* **ENTRIES PROVIDED**:

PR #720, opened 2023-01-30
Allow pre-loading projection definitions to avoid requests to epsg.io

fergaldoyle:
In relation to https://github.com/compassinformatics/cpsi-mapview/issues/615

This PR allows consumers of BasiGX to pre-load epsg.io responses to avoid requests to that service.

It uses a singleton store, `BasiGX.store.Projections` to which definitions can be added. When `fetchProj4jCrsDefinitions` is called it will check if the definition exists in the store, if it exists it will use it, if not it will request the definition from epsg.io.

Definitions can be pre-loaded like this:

* **WHAT TO DO**:
From the records above, show each line that contains the word "BasiGX".

* **WORKED SOLUTION**:
This PR allows consumers of BasiGX to pre-load epsg.io responses to avoid requests to that service.
It uses a singleton store, `BasiGX.store.Projections` to which definitions can be added. When `fetchProj4jCrsDefinitions` is called it will check if the definition exists in the store, if it exists it will use it, if not it will request the definition from epsg.io.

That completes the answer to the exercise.